| Assignment |
Could you copy every record exactly as it appears?
---------- Supplied entries ----------
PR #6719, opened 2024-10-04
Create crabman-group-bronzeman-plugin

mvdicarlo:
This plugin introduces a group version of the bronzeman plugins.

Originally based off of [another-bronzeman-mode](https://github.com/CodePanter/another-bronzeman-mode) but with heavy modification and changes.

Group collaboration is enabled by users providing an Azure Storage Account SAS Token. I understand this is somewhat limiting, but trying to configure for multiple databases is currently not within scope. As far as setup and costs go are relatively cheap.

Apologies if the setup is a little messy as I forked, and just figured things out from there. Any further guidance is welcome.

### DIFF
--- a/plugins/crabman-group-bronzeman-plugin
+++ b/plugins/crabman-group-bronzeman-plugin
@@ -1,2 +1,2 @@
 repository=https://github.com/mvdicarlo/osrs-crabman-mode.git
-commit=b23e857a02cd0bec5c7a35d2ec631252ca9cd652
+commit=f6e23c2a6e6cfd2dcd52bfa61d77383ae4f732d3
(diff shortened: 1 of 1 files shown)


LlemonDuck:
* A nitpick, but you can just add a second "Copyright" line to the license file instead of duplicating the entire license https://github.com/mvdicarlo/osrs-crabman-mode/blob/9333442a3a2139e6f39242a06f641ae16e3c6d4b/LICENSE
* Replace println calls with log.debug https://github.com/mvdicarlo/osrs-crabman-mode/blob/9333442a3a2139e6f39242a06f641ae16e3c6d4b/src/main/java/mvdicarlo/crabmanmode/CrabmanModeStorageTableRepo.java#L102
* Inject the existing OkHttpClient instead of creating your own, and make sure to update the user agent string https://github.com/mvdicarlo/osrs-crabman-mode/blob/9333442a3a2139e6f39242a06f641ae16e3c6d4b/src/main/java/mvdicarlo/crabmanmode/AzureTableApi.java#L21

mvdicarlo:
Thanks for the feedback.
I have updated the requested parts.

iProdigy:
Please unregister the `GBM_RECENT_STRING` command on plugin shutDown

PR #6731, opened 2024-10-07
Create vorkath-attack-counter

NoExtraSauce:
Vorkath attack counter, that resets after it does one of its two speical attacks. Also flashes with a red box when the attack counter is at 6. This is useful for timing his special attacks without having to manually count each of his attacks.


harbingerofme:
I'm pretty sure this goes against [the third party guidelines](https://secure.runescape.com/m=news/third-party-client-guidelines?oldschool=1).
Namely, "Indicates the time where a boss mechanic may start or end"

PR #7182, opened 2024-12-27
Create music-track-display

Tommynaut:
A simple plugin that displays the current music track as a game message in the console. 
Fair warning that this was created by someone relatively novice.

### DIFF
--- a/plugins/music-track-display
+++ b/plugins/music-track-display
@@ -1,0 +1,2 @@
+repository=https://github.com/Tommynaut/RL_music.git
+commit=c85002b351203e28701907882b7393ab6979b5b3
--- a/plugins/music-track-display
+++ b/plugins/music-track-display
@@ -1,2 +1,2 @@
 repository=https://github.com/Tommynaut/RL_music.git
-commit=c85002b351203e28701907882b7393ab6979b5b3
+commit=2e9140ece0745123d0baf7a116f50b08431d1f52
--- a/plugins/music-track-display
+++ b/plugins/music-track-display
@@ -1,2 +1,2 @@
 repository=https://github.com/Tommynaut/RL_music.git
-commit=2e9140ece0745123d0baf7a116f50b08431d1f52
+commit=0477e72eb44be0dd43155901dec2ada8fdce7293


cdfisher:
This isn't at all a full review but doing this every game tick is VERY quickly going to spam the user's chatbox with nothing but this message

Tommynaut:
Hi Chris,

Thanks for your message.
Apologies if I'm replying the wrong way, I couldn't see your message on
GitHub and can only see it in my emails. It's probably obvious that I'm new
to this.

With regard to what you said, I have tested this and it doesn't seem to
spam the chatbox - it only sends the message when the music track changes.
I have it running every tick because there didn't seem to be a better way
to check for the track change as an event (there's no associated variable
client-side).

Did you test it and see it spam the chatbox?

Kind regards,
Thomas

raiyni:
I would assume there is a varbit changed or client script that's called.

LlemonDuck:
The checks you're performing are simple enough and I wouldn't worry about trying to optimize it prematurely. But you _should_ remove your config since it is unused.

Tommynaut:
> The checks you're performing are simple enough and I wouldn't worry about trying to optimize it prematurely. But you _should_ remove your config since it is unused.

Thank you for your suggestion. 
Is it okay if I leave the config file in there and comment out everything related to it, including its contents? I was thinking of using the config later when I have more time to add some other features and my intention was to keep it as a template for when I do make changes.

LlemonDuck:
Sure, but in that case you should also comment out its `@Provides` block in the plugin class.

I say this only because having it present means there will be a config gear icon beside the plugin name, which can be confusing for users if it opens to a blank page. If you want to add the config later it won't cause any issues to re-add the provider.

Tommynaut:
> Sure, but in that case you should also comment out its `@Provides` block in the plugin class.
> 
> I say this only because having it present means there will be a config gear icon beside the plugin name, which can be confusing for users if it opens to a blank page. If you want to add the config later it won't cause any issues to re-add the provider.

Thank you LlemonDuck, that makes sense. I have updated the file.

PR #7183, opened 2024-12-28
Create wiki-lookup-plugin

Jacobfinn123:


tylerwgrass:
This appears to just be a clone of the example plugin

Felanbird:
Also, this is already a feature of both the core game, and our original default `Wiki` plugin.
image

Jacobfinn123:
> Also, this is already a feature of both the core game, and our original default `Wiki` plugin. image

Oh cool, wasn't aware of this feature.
----------
| Answer to the exercise |
PR #6719, opened 2024-10-04
Create crabman-group-bronzeman-plugin

mvdicarlo:
This plugin introduces a group version of the bronzeman plugins.

Originally based off of [another-bronzeman-mode](https://github.com/CodePanter/another-bronzeman-mode) but with heavy modification and changes.

Group collaboration is enabled by users providing an Azure Storage Account SAS Token. I understand this is somewhat limiting, but trying to configure for multiple databases is currently not within scope. As far as setup and costs go are relatively cheap.

Apologies if the setup is a little messy as I forked, and just figured things out from there. Any further guidance is welcome.

### DIFF
--- a/plugins/crabman-group-bronzeman-plugin
+++ b/plugins/crabman-group-bronzeman-plugin
@@ -1,2 +1,2 @@
 repository=https://github.com/mvdicarlo/osrs-crabman-mode.git
-commit=b23e857a02cd0bec5c7a35d2ec631252ca9cd652
+commit=f6e23c2a6e6cfd2dcd52bfa61d77383ae4f732d3
(diff shortened: 1 of 1 files shown)


LlemonDuck:
* A nitpick, but you can just add a second "Copyright" line to the license file instead of duplicating the entire license https://github.com/mvdicarlo/osrs-crabman-mode/blob/9333442a3a2139e6f39242a06f641ae16e3c6d4b/LICENSE
* Replace println calls with log.debug https://github.com/mvdicarlo/osrs-crabman-mode/blob/9333442a3a2139e6f39242a06f641ae16e3c6d4b/src/main/java/mvdicarlo/crabmanmode/CrabmanModeStorageTableRepo.java#L102
* Inject the existing OkHttpClient instead of creating your own, and make sure to update the user agent string https://github.com/mvdicarlo/osrs-crabman-mode/blob/9333442a3a2139e6f39242a06f641ae16e3c6d4b/src/main/java/mvdicarlo/crabmanmode/AzureTableApi.java#L21

mvdicarlo:
Thanks for the feedback.
I have updated the requested parts.

iProdigy:
Please unregister the `GBM_RECENT_STRING` command on plugin shutDown

PR #6731, opened 2024-10-07
Create vorkath-attack-counter

NoExtraSauce:
Vorkath attack counter, that resets after it does one of its two speical attacks. Also flashes with a red box when the attack counter is at 6. This is useful for timing his special attacks without having to manually count each of his attacks.


harbingerofme:
I'm pretty sure this goes against [the third party guidelines](https://secure.runescape.com/m=news/third-party-client-guidelines?oldschool=1).
Namely, "Indicates the time where a boss mechanic may start or end"

PR #7182, opened 2024-12-27
Create music-track-display

Tommynaut:
A simple plugin that displays the current music track as a game message in the console. 
Fair warning that this was created by someone relatively novice.

### DIFF
--- a/plugins/music-track-display
+++ b/plugins/music-track-display
@@ -1,0 +1,2 @@
+repository=https://github.com/Tommynaut/RL_music.git
+commit=c85002b351203e28701907882b7393ab6979b5b3
--- a/plugins/music-track-display
+++ b/plugins/music-track-display
@@ -1,2 +1,2 @@
 repository=https://github.com/Tommynaut/RL_music.git
-commit=c85002b351203e28701907882b7393ab6979b5b3
+commit=2e9140ece0745123d0baf7a116f50b08431d1f52
--- a/plugins/music-track-display
+++ b/plugins/music-track-display
@@ -1,2 +1,2 @@
 repository=https://github.com/Tommynaut/RL_music.git
-commit=2e9140ece0745123d0baf7a116f50b08431d1f52
+commit=0477e72eb44be0dd43155901dec2ada8fdce7293


cdfisher:
This isn't at all a full review but doing this every game tick is VERY quickly going to spam the user's chatbox with nothing but this message

Tommynaut:
Hi Chris,

Thanks for your message.
Apologies if I'm replying the wrong way, I couldn't see your message on
GitHub and can only see it in my emails. It's probably obvious that I'm new
to this.

With regard to what you said, I have tested this and it doesn't seem to
spam the chatbox - it only sends the message when the music track changes.
I have it running every tick because there didn't seem to be a better way
to check for the track change as an event (there's no associated variable
client-side).

Did you test it and see it spam the chatbox?

Kind regards,
Thomas

raiyni:
I would assume there is a varbit changed or client script that's called.

LlemonDuck:
The checks you're performing are simple enough and I wouldn't worry about trying to optimize it prematurely. But you _should_ remove your config since it is unused.

Tommynaut:
> The checks you're performing are simple enough and I wouldn't worry about trying to optimize it prematurely. But you _should_ remove your config since it is unused.

Thank you for your suggestion. 
Is it okay if I leave the config file in there and comment out everything related to it, including its contents? I was thinking of using the config later when I have more time to add some other features and my intention was to keep it as a template for when I do make changes.

LlemonDuck:
Sure, but in that case you should also comment out its `@Provides` block in the plugin class.

I say this only because having it present means there will be a config gear icon beside the plugin name, which can be confusing for users if it opens to a blank page. If you want to add the config later it won't cause any issues to re-add the provider.

Tommynaut:
> Sure, but in that case you should also comment out its `@Provides` block in the plugin class.
> 
> I say this only because having it present means there will be a config gear icon beside the plugin name, which can be confusing for users if it opens to a blank page. If you want to add the config later it won't cause any issues to re-add the provider.

Thank you LlemonDuck, that makes sense. I have updated the file.

PR #7183, opened 2024-12-28
Create wiki-lookup-plugin

Jacobfinn123:


tylerwgrass:
This appears to just be a clone of the example plugin

Felanbird:
Also, this is already a feature of both the core game, and our original default `Wiki` plugin.
image

Jacobfinn123:
> Also, this is already a feature of both the core game, and our original default `Wiki` plugin. image

Oh cool, wasn't aware of this feature.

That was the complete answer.